§ **Record extracts**:
▼

PR #79, opened 2024-07-25
WIP - Additional features

DamienDeepgram:
### Websocket Messages

- CloseStream
- Finalize

### Websocket Lifecycle Events

- Open
- Close
- Error
- Result

## Types of changes

## Checklist


examples/transcription/websocket/microphone_stream.rs
```diff
@@ -92,21 +102,55 @@ fn microphone_as_stream() -> FuturesReceiver<Result<Bytes, RecvError>> {
...
+            connection.finalize(event_tx.clone()).await?;
+
+            // Call  after processing the stream
+            connection.finish(event_tx.clone()).await?;
+        }
+        count += 1;
+        match response {
+            Ok(result) => println!("Transcription result: {:?}", result),
+            Err(e) => eprintln!("Transcription error: {:?}", e),
+        }
```
jcdyer, line 153: This is a weird mix of high and low level interface.  If the user provides a stream, all the details of managing the stream should Just Work :tm: .  They get back a stream of responses, and when the stream is exhausted (or an error occurs), the stream closes itself before returning None.

In 0.6.1 we can add an interface where they can also be request a LiveTranscriptionHandle (naming open for debate) instead of calling `.stream()`, at which point, they drive the whole thing: sending chunks of audio, receiving responses, finalizing the request, etc.

jcdyer: In other words, there should be separate interfaces or getting back a `response_stream` and a `connection`, instead of returning both at the same time.  The proposed interface does not make it clear what the user's responsibilities are vs. what the library handles.

src/lib.rs
```diff
@@ -143,14 +143,24 @@ pub enum DeepgramError {
...
+
+    /// Something went wrong with sending
+    #[cfg(feature = "listen")]
+    #[error("Something went wrong with WS: {0}")]
+    SendError(#[from] futures::channel::mpsc::SendError),
+
+    /// Something went wrong with receiving
+    #[cfg(feature = "listen")]
+    #[error("Deepgram error: {0}")]
+    CustomError(String),
```
jcdyer, line 163: String errors are generally a weird design.  Instead, let's return a dynamically dispatched Error, `Box<dyn Error>`, which means anything that implements the `Error` trait, unified to a single type.

src/listen/websocket.rs
```diff
@@ -333,26 +409,35 @@ where
                         let mut write = write_clone.lock().await;
                         if let Err(e) = write.send(keep_alive_message).await {
                             eprintln!("Error Sending Keep Alive: {:?}", e);
+                            let _ = event_tx_keep_alive
+                                .send(Event::Error(DeepgramError::from(e)))
+                                .await;
                             break;
```
jcdyer, line 415: TBD (in a later PR): we should only send keepalives when we haven't sent any other messages in a given time frame.

src/listen/websocket.rs
```diff
@@ -238,12 +257,60 @@ fn options_to_query_string(options: &Options) -> String {
...
+pub struct TranscriptionStream {
+    write_arc: Arc<Mutex<SplitSink<WebSocketStream<MaybeTlsStream<TcpStream>>, Message>>>,
+}
+
+impl TranscriptionStream {
+    pub async fn finalize(
+        &self,
+        event_tx: Sender<Event>,
+    ) -> std::result::Result<(), DeepgramError> {
+        let finalize_message = Message::Text("{\"type\": \"Finalize\"}".to_string());
```
jcdyer, line 270: Idiomatic rust suggestion: use raw strings to avoid escaping quote characters.  A rust raw string consists of an `r` followed by zero or more `#`s (usually one) followed by a double quote, then the string, then the closing quote, and finally the same number of `#`s as at the start of the string.  Allowing any number of `#`s means you can include strings that contain `"##` sequences of any length.  So for example:
```rust
let string = r###"This is a r##"raw string that contains a r#"raw "string""# and a r"raw string with a \n" so when it ends here"## the text is still part of one big string"###;

But more simply, and more normally:

```suggestion
        let finalize_message = Message::Text(r#"{"type": "Finalize"}"#.to_string());
```

src/listen/websocket.rs
```diff
@@ -238,12 +257,60 @@ fn options_to_query_string(options: &Options) -> String {
...
+            event_tx.send(Event::Error(err)).await.unwrap();
+            return Err(DeepgramError::CustomError(
+                "Failed to send Finalize message".to_string(),
+            ));
+        }
+        Ok(())
+    }
+
+    pub async fn finish(&self, event_tx: Sender<Event>) -> std::result::Result<(), DeepgramError> {
+        let finish_message = Message::Text("{\"type\": \"CloseStream\"}".to_string());
```
jcdyer, line 284:
```suggestion
        let finish_message = Message::Text(r#"{"type": "CloseStream"}"#.to_string());
```

examples/transcription/websocket/microphone_stream.rs
```diff
@@ -92,21 +102,55 @@ fn microphone_as_stream() -> FuturesReceiver<Result<Bytes, RecvError>> {
...
+    let options = Options::builder()
+        .model(Model::Nova2)
+        .smart_format(true)
+        .language(Language::en_US)
+        .build();
+
+    let (connection, mut response_stream) = dg
         .transcription()
-        .stream_request()
+        .stream_request_with_options(Some(&options))
```
jcdyer, line 127:
```suggestion
        .stream_request_with_options(options)
```

src/listen/websocket.rs
```diff
@@ -238,12 +257,60 @@ fn options_to_query_string(options: &Options) -> String {
     serde_urlencoded::to_string(serialized_options).unwrap_or_default()
 }
 
+#[derive(Debug)]
+pub struct TranscriptionStream {
```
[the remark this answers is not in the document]
jcdyer: We should also `derive(Clone)` for it, since it just contains an `Arc`ed stream.

src/listen/websocket.rs
```diff
@@ -238,12 +257,60 @@ fn options_to_query_string(options: &Options) -> String {
...
+    write_arc: Arc<Mutex<SplitSink<WebSocketStream<MaybeTlsStream<TcpStream>>, Message>>>,
+}
+
+impl TranscriptionStream {
+    pub async fn finalize(
+        &self,
+        event_tx: Sender<Event>,
```
jcdyer, line 268: `TranscriptionStream` should hold on to a `Sender<Event>` so the user doesn't have to pass it in to every message.

src/listen/websocket.rs
```diff
@@ -238,12 +257,60 @@ fn options_to_query_string(options: &Options) -> String {
...
+            eprintln!("Error sending Finalize message: {:?}", err);
+            event_tx.send(Event::Error(err)).await.unwrap();
+            return Err(DeepgramError::CustomError(
+                "Failed to send Finalize message".to_string(),
+            ));
+        }
+        Ok(())
+    }
+
+    pub async fn finish(&self, event_tx: Sender<Event>) -> std::result::Result<(), DeepgramError> {
```
jcdyer, line 283: Let's call this `close()` instead of `finish()`.  Finish is too similar to `finalize()` for my tastes, and doesn't match our docs.

src/listen/websocket.rs
```diff
@@ -317,13 +384,22 @@ where
...
-        let write = Arc::new(Mutex::new(write));
+        let write_arc = Arc::new(Mutex::new(write));
+        let cloned_write_arc = Arc::clone(&write_arc);
+        self.write_arc = Some(cloned_write_arc); // Store the write arc
         let (mut tx, rx) = mpsc::channel::<Result<StreamResponse>>(1);
 
+        let event_tx_open = event_tx.clone();
+        let event_tx_keep_alive = event_tx.clone();
+        let event_tx_send = event_tx.clone();
+        let event_tx_receive = event_tx.clone();
```
jcdyer, line 395: Nit: This is fine, but I would create these clones when you need them, and just call each one `event_tx`, using the same shadowing pattern as in the `write_arc` comments above.

src/listen/websocket.rs
```diff
@@ -361,23 +446,48 @@ where
             let mut write = write_clone.lock().await;
             if let Err(e) = write.send(Message::binary([])).await {
```
jcdyer, line 447: We should send a proper close message here, so the user doesn't have to explicitly interact with the stream to get proper closing behavior when the stream is done (this gets rid of the need for interacting with a `TranscriptionStream` while using the stream-driven interface.

jcdyer (changes requested):
This will need to be rebased onto the latest main branch to make the suggested changes.

The main request here is that we completely separate the stream handling interface from the (lower-level) manual message passing interface.  In the streaming case, you'll have something like (untested code);

```rust
    let (response_tx, response_rx) = futures_mpsc::channel(100);
    dg.transcription()
        .stream_request()
        .keep_alive()
        .stream(microphone_as_stream())
        .encoding(Encoding::Linear16)
        .sample_rate(44100)
        .channels(1)
        .start(response_tx)?;
    while let Some(event) = response_rx.next().await {
        println!("received event: {event:?}");
    }
    println!("The stream has closed and the websocket was closed cleanly");
```

In the Handle case, it would look like:
```rust
    let (response_tx, response_rx) = futures_mpsc::channel(100);
    let mut handle = dg.transcription()
        .stream_request()
        .keep_alive()
        .stream(microphone_as_stream())
        .encoding(Encoding::Linear16)
        .sample_rate(44100)
        .channels(1)
        .handle(response_tx)?;
    let mut audio = microphone_as_stream();
    let mut stream_done = false;
    loop {
        select! {
            event = response_rx.next() => {
                match event {
                    Some(event) => println!("Received an event: {event:?}),
                    None => break, // stream is closed
            audio = audio.next() => {
                match audio {
                    Some(audio) => handle.send_audio(audio).await?,
                    None => {
                        if !stream_done {
                            handle.finalize().await?;
                            handle.close().await?;
                            stream_done = true
                        }
                    }
                }
            }
        }
    }
    println!("The stream has closed and the websocket was closed cleanly");
```

src/listen/websocket.rs
```diff
@@ -238,12 +257,60 @@ fn options_to_query_string(options: &Options) -> String {
...
     E: Send + std::fmt::Debug,
 {
-    pub async fn start(self) -> Result<Receiver<Result<StreamResponse>>> {
+    pub async fn start(
+        mut self,
+        event_tx: Sender<Event>,
+    ) -> std::result::Result<
+        (
+            TranscriptionStream,
+            futures_mpsc::Receiver<std::result::Result<StreamResponse, DeepgramError>>,
```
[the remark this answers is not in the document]
jcdyer: Actually, hang on.  I'm unclear on something: what's the difference between the `Sender<Event>` and the returned `Receiver<Result<StreamResponse>>`?  Does the user need to listen to both of those?  I see an `Event::Result` type, but it just holds a `String`, and it's (maybe) never written to?

src/listen/websocket.rs
```diff
@@ -238,12 +257,60 @@ fn options_to_query_string(options: &Options) -> String {
     serde_urlencoded::to_string(serialized_options).unwrap_or_default()
 }
 
+#[derive(Debug)]
+pub struct TranscriptionStream {
+    write_arc: Arc<Mutex<SplitSink<WebSocketStream<MaybeTlsStream<TcpStream>>, Message>>>,
+}
+
+impl TranscriptionStream {
```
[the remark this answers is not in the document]
DamienDeepgram: I don't think our other SDKs support ping/pong and not sure the extent of support on the server side either

src/listen/websocket.rs
DamienDeepgram: This matches the other SDKs.

See: https://github.com/deepgram/deepgram-python-sdk/blob/main/examples/speech-to-text/websocket/microphone/main.py#L134

This is not actually a close of the websocket it tells the websocket to finish processing all it's audio and then the server closes

src/listen/websocket.rs
DamienDeepgram: The server will close the connection if it never receives any audio even if you send keep alives

src/listen/websocket.rs
DamienDeepgram: Resolved

src/listen/websocket.rs
DamienDeepgram: Resolved

examples/transcription/websocket/microphone_stream.rs
DamienDeepgram: Resolved

src/listen/websocket.rs
```diff
@@ -317,13 +384,22 @@ where
...
+        let event_tx_send = event_tx.clone();
+        let event_tx_receive = event_tx.clone();
+
+        event_tx_open.send(Event::Open).await.unwrap();
+
         // Spawn the keep-alive task
         if self.keep_alive.unwrap_or(false) {
             {
-                let write_clone = Arc::clone(&write);
+                let write_clone = Arc::clone(&write_arc);
```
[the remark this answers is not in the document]
DamienDeepgram: I get an error if I do this

```
mismatched types
expected reference `&Arc<_, _>`
   found reference `&SplitSink<WebSocketStream<tokio_tungstenite::MaybeTlsStream<tokio::net::TcpStream>>, tungstenite::Message>`
```

src/listen/websocket.rs
```diff
@@ -333,26 +409,35 @@ where
...
         let send_task = async move {
             while let Some(frame) = source.next().await {
                 match frame {
                     Ok(frame) => {
                         let mut write = write_clone.lock().await;
                         if let Err(e) = write.send(frame).await {
                             println!("Error sending frame: {:?}", e);
+                            let _ = event_tx_send
+                                .send(Event::Error(DeepgramError::from(e)))
+                                .await;
```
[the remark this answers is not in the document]
DamienDeepgram: Resolved

src/listen/websocket.rs
```diff
@@ -317,13 +384,22 @@ where
         };
         let (ws_stream, _) = tokio_tungstenite::connect_async(request).await?;
         let (write, mut read) = ws_stream.split();
-        let write = Arc::new(Mutex::new(write));
+        let write_arc = Arc::new(Mutex::new(write));
+        let cloned_write_arc = Arc::clone(&write_arc);
+        self.write_arc = Some(cloned_write_arc); // Store the write arc
         let (mut tx, rx) = mpsc::channel::<Result<StreamResponse>>(1);
 
+        let event_tx_open = event_tx.clone();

▲

§ **Task**: Return, line for line and unchanged, the data from its first line through the line containing "jcdyer, line 153: This".

§ **Output of the task**:
PR #79, opened 2024-07-25
WIP - Additional features

DamienDeepgram:
### Websocket Messages

- CloseStream
- Finalize

### Websocket Lifecycle Events

- Open
- Close
- Error
- Result

## Types of changes

## Checklist


examples/transcription/websocket/microphone_stream.rs
```diff
@@ -92,21 +102,55 @@ fn microphone_as_stream() -> FuturesReceiver<Result<Bytes, RecvError>> {
...
+            connection.finalize(event_tx.clone()).await?;
+
+            // Call  after processing the stream
+            connection.finish(event_tx.clone()).await?;
+        }
+        count += 1;
+        match response {
+            Ok(result) => println!("Transcription result: {:?}", result),
+            Err(e) => eprintln!("Transcription error: {:?}", e),
+        }
```
jcdyer, line 153: This is a weird mix of high and low level interface.  If the user provides a stream, all the details of managing the stream should Just Work :tm: .  They get back a stream of responses, and when the stream is exhausted (or an error occurs), the stream closes itself before returning None.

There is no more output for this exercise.